DATA PROVIDED:
PR #110, opened 2024-03-18
Modify CreateNamespace to accept clusterID and projectName as inputs instead of norman project

Priyashetty17:
Currently, `Create Namespace` function in the kube api package accepts norman project as input. However, for automating test cases for Projects using the public API, I prefer not to reference the norman project or use functions that require norman or steve project input. So, to keep the create namespace function generic and not tied to any specific API (norman/steve/public), I'm modifying the function to accept clusterID and projectName as inputs instead of norman project.

**Backports:**
- 2.7: https://github.com/rancher/shepherd/pull/111
- 2.8: https://github.com/rancher/shepherd/pull/112

### DIFF
--- a/extensions/kubeapi/namespaces/create.go
+++ b/extensions/kubeapi/namespaces/create.go
@@ -3,10 +3,8 @@ package namespaces
 import (
 	"context"
 	"fmt"
-	"strings"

WHAT TO DO: All of the data, start to finish: please output it exactly.

FINISHED TASK:
PR #110, opened 2024-03-18
Modify CreateNamespace to accept clusterID and projectName as inputs instead of norman project

Priyashetty17:
Currently, `Create Namespace` function in the kube api package accepts norman project as input. However, for automating test cases for Projects using the public API, I prefer not to reference the norman project or use functions that require norman or steve project input. So, to keep the create namespace function generic and not tied to any specific API (norman/steve/public), I'm modifying the function to accept clusterID and projectName as inputs instead of norman project.

**Backports:**
- 2.7: https://github.com/rancher/shepherd/pull/111
- 2.8: https://github.com/rancher/shepherd/pull/112

### DIFF
--- a/extensions/kubeapi/namespaces/create.go
+++ b/extensions/kubeapi/namespaces/create.go
@@ -3,10 +3,8 @@ package namespaces
 import (
 	"context"
 	"fmt"
-	"strings"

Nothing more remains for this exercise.